--- GIVEN INFORMATION Enclosed Below ---

PR #288, opened 2022-10-14
Fix false claim of conflicting constraints when simulating a constrained tree

bredelings:
Before simulating the constrained tree, we first sort clade constraints so that tip-ward clades are first.  However, this doesn't make sense for negated constraints, so we need to avoid checking for overlapping taxa between negated constraints and other constraints.

Another issue was that we said that there were conflicting constraints, but didn't say which ones.  So, print out the supposedly-conflicting constraints.  When regular constraints conflict, its because their taxon sets overlap, so also print out the overlapping taxa.

Another issue was that we printed out negated or "optional" constraints as if they were regular clade constraints.  So, print out `NOT A` for negative constraints and `(A OR B OR C)` for optional constraints. 

The underlying issue may be that the code for simulating initial trees is just really fragile, and needs a thorough rework.

A deeper issue is that we are pretending that a constraint of the form (A OR B OR B) is a `Clade`.  It really is a Constraint, but not a Clade.  We should separate `Clade` from constraints -- perhaps by creating classes `CladeConstraint`, `OrConstraint`, and `NegativeConstraint` or something like that.

### DIFF
--- a/src/core/datatypes/trees/Clade.cpp
+++ b/src/core/datatypes/trees/Clade.cpp
@@ -488,7 +488,7 @@ bool Clade::isNestedWithin(const Clade& c) const
  *
  * \return       The true/false value of whether the clade is a negative constraint.
  */
-bool Clade::isOptionalMatch(void) const
+bool Clade::isOptionalConstraint(void) const
 {
     return is_optional_match;
 }
--- a/src/core/datatypes/trees/Clade.cpp
+++ b/src/core/datatypes/trees/Clade.cpp
@@ -5,6 +5,7 @@
 #include <string>
 #include <utility>
 
+#include "StringUtilities.h"
 #include "RbVectorUtilities.h"
 #include "RbException.h"
 
@@ -672,22 +673,38 @@ size_t Clade::size(void) const
  */
 std::string Clade::toString( void ) const
 {
-    std::string s = "{";
-    
-    for (size_t i = 0; i < taxa.size(); ++i)
+    std::string s;
+
+    if (isOptionalConstraint())
     {
-        if ( i > 0 )
+        vector<string> cstrings;
+        for(auto& c: getOptionalConstraints())
         {
-            s += ",";
+            cstrings.push_back(c.toString());
         }
-        s += taxa[i].getName();
-        if ( std::find(mrca.begin(), mrca.end(), taxa[i]) != mrca.end() )
-        {
-            s += "*";
-        }
+
+
+        s = "(" + StringUtilities::join(cstrings, " OR ") + ")";
     }
-    s += "}";
-    
+    else
+    {
+        vector<string> tstrings;
+        for (size_t i = 0; i < taxa.size(); ++i)
+        {
+            string t = taxa[i].getName();
+            if ( std::find(mrca.begin(), mrca.end(), taxa[i]) != mrca.end() )
+            {
+                t += "*";
+            }
+            tstrings.push_back(t);
+        }
+
+        s  = "{" + StringUtilities::join(tstrings,", ") + "}";
+    }
+
+    if (isNegativeConstraint())
+        s = "NOT " + s;
+
     return s;
 }
 
--- a/src/core/datatypes/trees/Clade.cpp
+++ b/src/core/datatypes/trees/Clade.cpp
@@ -478,7 +478,7 @@ bool Clade::isOptionalConstraint(void) const
 /**
  * Does the provided clade overlaps with myself? An overlap is if we share at least one taxon.
  *
- * \param[in]    c    Theclade.
+ * \param[in]    c    The clade.
  *
  * \return       True/False, if there is an overlap.
  */
@@ -499,6 +499,36 @@ bool Clade::overlaps(const Clade& c) const
 
     return false;
 }
+
+/**
+ * Compute the set of overlapping taxa between clade c and myself.
+ *
+ * \param[in]    c    The clade.
+ *
+ * \return       The set of overlapping taxa.
+ *
+ * We use this method to give a more helpful error message
+ *  when we claim that clades conflict.
+ */
+set<Taxon> Clade::intersection(const Clade& c) const
+{
+    set<Taxon> both;
+    size_t N = taxa.size();
+    for ( size_t i=0; i<c.size(); ++i)
+    {
+        const Taxon& t = c.getTaxon(i);
+        for ( size_t j=0; j<N; ++j)
+        {
+            if ( taxa[j] == t )
+            {
+                both.insert(t);
+            }
+        }
+    }
+
+    return both;
+}
+
 
 
 /**
--- a/src/core/datatypes/trees/Clade.cpp
+++ b/src/core/datatypes/trees/Clade.cpp
@@ -750,7 +750,7 @@ void Clade::setAges(const std::vector<Taxon>& taxa)
 // We really should separate the idea of constraints (CladeConstraint,
 // NotCladeConstraint, OptionalCladeConstraint) from the idea of clades.
 
-bool clade_before(const Clade& c1, const Clade& c2)
+bool cladeBefore(const Clade& c1, const Clade& c2)
 {
     if (&c1 == &c2)
         return false;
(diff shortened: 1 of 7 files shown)


src/core/datatypes/trees/Clade.cpp
```diff
@@ -5,24 +5,22 @@
...
  * this default object.
  */
-Clade::Clade( void ) :
-    age( 0.0 ),
-    clade_name(""),
-    num_missing( 0 ),
-    taxa(),
-    is_negative_constraint(false),
-    is_optional_match(false)
+Clade::Clade( void )
```
hoehna, line 23: why is it better to not initialize the values with specific defaults? I think that's better style because it's more explicit.

src/core/datatypes/trees/Clade.cpp
```diff
@@ -32,13 +30,8 @@ Clade::Clade( void ) :
...
  */
 Clade::Clade( const Taxon &t, const RbBitSet &b ) :
-    age( 0.0 ),
     bitset( b ),
-    clade_name( "" ),
-    num_missing( b.size() > 1 ? b.size() - 1 : 0 ),
-    taxa(),
-    is_negative_constraint(false),
-    is_optional_match(false)
+    num_missing( b.size() > 1 ? b.size() - 1 : 0 )
```
hoehna, line 34: same as above

src/core/datatypes/trees/Clade.cpp
```diff
@@ -52,13 +45,9 @@ Clade::Clade( const Taxon &t, const RbBitSet &b ) :
...
  */
 Clade::Clade(const std::vector<Taxon> &n, const RbBitSet &b) :
-    age( 0.0 ),
     bitset( b ),
-    clade_name( "" ),
     num_missing( b.size() > n.size() ? int(b.size()) - int(n.size()) : 0 ),
-    taxa( n ),
-    is_negative_constraint(false),
-    is_optional_match(false)
+    taxa( n )
```
hoehna, line 50: Same as above

src/core/datatypes/trees/Clade.cpp
```diff
@@ -519,6 +501,26 @@ bool Clade::overlaps(const Clade& c) const
     return false;
 }
 
+set<Taxon> Clade::intersection(const Clade& c) const
```
hoehna, line 504: Could you write a one-line comment above what this method is doing and should be used for?

src/core/datatypes/trees/Clade.cpp
```diff
@@ -728,3 +731,117 @@ void Clade::setAges(const std::vector<Taxon>& taxa)
...
+
+// These should provide a "strict weak ordering" that returns
+// true only if c1 is ordered with respect to c2, and c1 < c2.
+// We do not treat conflicting constraints as unordered.
+//
+// Its not really clear how to handle negative constraints or optional constraints.
+// We really should separate the idea of constraints (CladeConstraint,
+// NotCladeConstraint, OptionalCladeConstraint) from the idea of clades.
+
+bool clade_before(const Clade& c1, const Clade& c2)
```
hoehna, line 743: Usually we use camel-case for our methods and class names. Maybe change this?

src/core/datatypes/trees/Clade.cpp
```diff
@@ -728,3 +731,117 @@ void Clade::setAges(const std::vector<Taxon>& taxa)
...
+    else if (not (c1.isNegativeConstraint() or c1.isOptionalConstraint()) and (c2.isNegativeConstraint() or c2.isOptionalConstraint()))
+        return true;
+    else if (c1.isNegativeConstraint() or c1.isOptionalConstraint() or c2.isNegativeConstraint() or c2.isOptionalConstraint())
+        return false;
+
+    else
+        return c1.getAge() < c2.getAge();
+}
+
+bool clade_within(const Clade& c1, const Clade& c2)
```
hoehna, line 758: camel case?

src/core/datatypes/trees/Clade.cpp
```diff
@@ -728,3 +731,117 @@ void Clade::setAges(const std::vector<Taxon>& taxa)
...
+        throw e;
+    }
+    else
+    {
+        // unordered!
+        return false;
+    }
+}
+
+bool clade_within_and_before(const Clade& c1, const Clade& c2)
```
hoehna, line 794: camel case

src/core/datatypes/trees/Clade.h
```diff
@@ -87,21 +88,24 @@ namespace RevBayesCore {
...
-        int                                         num_missing;
+        int                                         num_missing = 0;
         std::set<Taxon>                             mrca;
         std::vector<Taxon>                          taxa;
-        bool                                        is_negative_constraint;
-        bool                                        is_optional_match;
-        std::vector<Clade>                          optional_constraints;
-        
+        bool                                        is_negative_constraint = false;
+        boost::optional<std::vector<Clade>>         optional_constraints;
```
hoehna, line 98: what is this boost optional? Shouldn't a plain pointer work? Just thinking that not introducing more special language features makes the code harder to read. Just my old school way ...

src/core/utils/StringUtilities.h
```diff
@@ -17,6 +17,7 @@
 #include <stddef.h>
 #include <sstream> // IWYU pragma: keep
 #include <vector>
+#include <boost/optional.hpp>
```
hoehna, line 20: is boost optional actually used in this file?

hoehna (changes requested):
This is very useful, but I had a few stylistic suggestions to keep it more in line with the code base and some clarifications.

src/core/datatypes/trees/Clade.cpp
bredelings: They actually are initialized with specific defaults - but in the class declaration instead.
Then each constructor can mention which defaults are DIFFERENT from the global defaults in the class declaration.

src/core/datatypes/trees/Clade.cpp
bredelings: See above.

src/core/datatypes/trees/Clade.cpp
bredelings: see above

src/core/datatypes/trees/Clade.h
bredelings: Hmm... so the optional<T> is definitely an improvement over having a separate boolean flag, because (i) we don't have to worry about keeping the flag in sync and (ii) we don't allocate a clade if we aren't using it.  I used boost::optional here, because std::optional<T> isn't available until c++17. 

std::optional<T> is different than pointers because it allocates on the stack, instead of on the heap.  It replaces the common practice of i.e. returning something like `-1` to indicate "no value", which can lead to mistakes.  I think it makes code _easier_ to read (after you get used to it) by explicitly stating that we may-or-may-not have a value.  For example, you can write `if (optional_constraints.has_value())`...

I would argue that std::optional<T> is one of the few features that is definitely worth the time to learn (See https://en.cppreference.com/w/cpp/utility/optional).

I also found this: https://devblogs.microsoft.com/cppblog/stdoptional-how-when-and-why/

src/core/datatypes/trees/Clade.cpp
bredelings: Done.

src/core/datatypes/trees/Clade.cpp
bredelings: Fixed.

src/core/datatypes/trees/Clade.cpp
bredelings: Fixed.

src/core/datatypes/trees/Clade.cpp
bredelings: Fixed.

src/core/utils/StringUtilities.h
bredelings: Oops, it was temporarily, but not anymore.  Thanks for catching this. Fixed.

hoehna (approved):

PR #295, opened 2022-10-27
Improve speed and memory usage for DNA data by about 5x

bredelings:
While looking for a problem in a someone's data set, I noticed that RevBayes was spending a lot of time copying and creating DNA characters in `readDiscreteCharacterData( )`.

One big culprit is that a `vector<double> weights` field was added to DiscreteCharacterState.  This is slow to copy because it requires a memory allocation for each character.  It also expands the memory footprint.  This field seems to have originally been part of PoMoState and PoMoState4, so I moved the field back to those classes.  Probably the idea needs a better design.

I did some testing, and this reduces the time to read a large DNA matrix from 6.2s to 1.4s -- about 4.5x faster.

It reduces the memory usages for that matrix from 3100M to 610M, about 5x smaller.

### DIFF
--- a/src/core/datatypes/phylogenetics/character/DiscreteCharacterState.cpp
+++ b/src/core/datatypes/phylogenetics/character/DiscreteCharacterState.cpp
@@ -10,9 +10,7 @@ using namespace RevBayesCore;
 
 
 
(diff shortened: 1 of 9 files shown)


hoehna (approved):
This looks good and was probably long overdue.

Issue #250, opened 2022-06-23
[BUG] maximum number of monophyletic constraints is 15


anoukwillemsen:
There appears to me a maximum to the number of monophyletic constraints you can give. This maximum number appears to be 15, when any additional constraints are included I get the following error: "Segmentation fault (core dumped)"

This error occurred when I tried to construct a timetree with constraints on the calibration nodes. If I limit the number to 15 constraints, does not matter which constraints, the error does not occur and I am able to construct my timetree

Can this error please be fixed so I am able to include more than 15 monophyletic constraints?

I am working on Linux Ubuntu 20.04.4 LTS with RevBayes v.1.1.1

bredelings:
Hi Anouk,

Can you please provide an example script and data set that produces this problem?  If you can do that, I will take at look.

bredelings:
Hi @anoukwillemsen, #288 might fix this.  Let me know if you want more info.

bredelings:
Looks like #299 actually does fix this.

bredelings:
You can test this out with the preview release https://github.com/revbayes/revbayes/releases/tag/v1.2.1-preview8

The executables will should available in about an hour.

willgearty:
I'm currently using the Windows version of RevBayes (v1.2.1, build from 04666d), and this does not appear to be fixed. My analysis works just fine when I have 15 constraints, but when I add a single additional constraint it no longer progresses.

Issue #162, opened 2021-03-25
[BUG] Error loading topological constraints above a certain number of species


NickCrouch:
There appears to be an issue when trying to define topological constraints that contain a large number of species. Specifically, when defining a constraint (either using `source()` or by directly copying and pasting) an error is produced:
`Syntax error while reading character '"' at position 8178 in command:`
The precise number can change slightly, reflecting I think differences in the lengths of taxa within the constraint, but always falls within a certain range (e.g. 8179, 8187). 

To demonstrate I will use the taxonomic data provided by Jetz et al. (2012) from birdtree.org. First, I use this function to quickly create a line of code reflecting a particular constraint. 

```{r}

make.constraint.line <- function(x, name){

seq.nums <- seq(1, length(x), by=10)

res <- lapply(1:length(seq.nums), function(ee){
  start <- seq.nums[ee]
  end <- start + 9
  tmp <- x[start:end]
  tmp[!is.na(tmp)]
})

res.lines <- lapply(res, make.single.line)

num.res.lines <- length(res.lines)

if(num.res.lines>1){
 target.rows <- seq(1, by=1, length.out = num.res.lines-1)
 for(i in 1:length(target.rows)){
  res.lines[[i]] <- paste0(res.lines[[i]],",")
 }
}

res.lines[[1]] <- paste0("clade(", res.lines[[1]])
res.lines[[num.res.lines]] <- paste0(res.lines[[num.res.lines]], ")")

constraint.name <- paste0("constraint_",name)
res.lines[[1]] <- paste0(constraint.name, " = ", res.lines[[1]])
return(res.lines)
}

make.single.line <- function(y){
  y <- paste(y, collapse=" ")
  y <- gsub(' ','","',y)
  y <- paste('"',y,'"', collapse="")
  y <- gsub(" ","",y)
  return(y)
}
```
Now we can quickly generate dummy constraint files with different numbers of species

```{r}
# Taxonomic data
dat <- read.csv("BLIOCPhyloMasterTax.csv")

# sample species
species.sample <- sample(dat$TipLabel, 300, replace=FALSE)

# make the control line
control.line <- make.constraint.line(species.sample, "sample")

# export
fileConn <- file("exampleConstraint.Rev")
writeLines(as.character(control.line), fileConn)
close(fileConn)
```
[...]

PR #299, opened 2022-11-03
Fix constraints for real this time.

bredelings:
This is fixes problems reported in #162 and #250.  It is a followup to a previous PR #288 that partially fixed this problem, but not completely.

PR #288 used a partial order to sort the clades, which std::sort cannot handle.

Instead just sort the clades by the number of taxa they contain.  This should ensure that each clade comes before any other clade that includes it.  We still need to sort negative and optional constraints after real clades for this to work.

Since we aren't using cladeWithin anymore, we need to check for conflicting constraints separately.  Factor this out into a new function `checkConstraints(clades)`.  Also check that nested clades aren't older than clades that contain them.  Make sure to print out clades that supposedly conflict, so the user can tell why there are errors.

The order `cladeBefore` is still used in a few places.  Just comparing numbers with NaNs doesn't provide an order that you can sort on.  We need to place all clades without ages either before or after clades with ages, so place them before.  So fix that.

Finally, remove cladeWithinAndBefore -- this is no longer used, and in retrospect wasn't really a good idea anyway.  I don't think we should have two identical clades with different ages, so we don't need ages in order to sort the clades.  We can still have conflicts in clade ages, but sorting by age didn't do a good job finding them.  We now check for those conflicts in the new `checkConstraints( )` function.

LONG TERM, we should probably solve the constraints in a different way -- see note in `TopologyConstrainedTreeDistribution.cpp`.  We can construct a star tree and impose clades on it without sorting the clades.  Also, we don't have a method to solve general constraints, so an alternative approach would be to let the MCMC search solve the constraints.

### DIFF
--- a/src/core/datatypes/trees/Clade.cpp
+++ b/src/core/datatypes/trees/Clade.cpp
@@ -742,11 +742,17 @@ void Clade::setAges(const std::vector<Taxon>& taxa)
     }
 }
 
-// These should provide a "strict weak ordering" that returns
-// true only if c1 is ordered with respect to c2, and c1 < c2.
-// We do not treat conflicting constraints as unordered.
+// std::sort needs a "strict weak ordering" that returns true
+//    only if c1 is ordered with respect to c2, and c1 < c2.
+//
+// cladeWithin only provides a partial ordering, so we can't use std::sort with that.
+// We would need to use a topological sort, which is more complex.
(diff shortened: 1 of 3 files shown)


wrightaprilm (approved):
I’ve now tested this on the dataset provided in #250, as well as a dataset I had with a ton of constraints. Works as expected and produces no errors. Great work, @bredelings

PR #301, opened 2022-11-07
switching submodules to use ssh instead of https

hoehna:
[Github doesn't allow https anymore but requires ssh for authentication. This should also be the default for the submodules.](https://github.com/revbayes/revbayes/pull/300)

### DIFF
--- a/.gitmodules
+++ b/.gitmodules
@@ -1,3 +1,3 @@
 [submodule "tests"]
 	path = tests
-	url = https://github.com/revbayes/tests.git
+	url = git@github.com:revbayes/tests.git


bredelings:
Hi Sebastian.  It looks like the tests failed because they don't have permission to check out the tests repo via ssh.  I think github supports both http and ssh, but (i) you need ssh to push and (ii) if you use ssh you must have a github account.

An alternative approach is to leave the submodule as https (in the revbayes repo) and then do
```
cd tests
git remote rm origin
git remote add origin git@github.com:revbayes/revbayes.git
```
Then the tests submodule will be https by default, but ssh for you.

bredelings:
This doesn't work :-(

PR #306, opened 2022-11-09
Fix deprecated `set-output::value` command in github actions.

bredelings:
We are now supposed to write `echo "name=value" >> $GITHUB_OUTPUT`.

Since this is for the github actions scripts, and they seem to be passing, I would suggest that review should just be a quick glance over the code changes.


brpetrucci (approved):
Seems good to me!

--- End of Enclosed GIVEN INFORMATION ---

*WHAT IS BEING ASKED*
Repeat only the lines above, from the first line of the entries through the line that contains "Another issue was that we said", including both ends.

*WRITTEN RESPONSE*
PR #288, opened 2022-10-14
Fix false claim of conflicting constraints when simulating a constrained tree

bredelings:
Before simulating the constrained tree, we first sort clade constraints so that tip-ward clades are first.  However, this doesn't make sense for negated constraints, so we need to avoid checking for overlapping taxa between negated constraints and other constraints.

Another issue was that we said that there were conflicting constraints, but didn't say which ones.  So, print out the supposedly-conflicting constraints.  When regular constraints conflict, its because their taxon sets overlap, so also print out the overlapping taxa.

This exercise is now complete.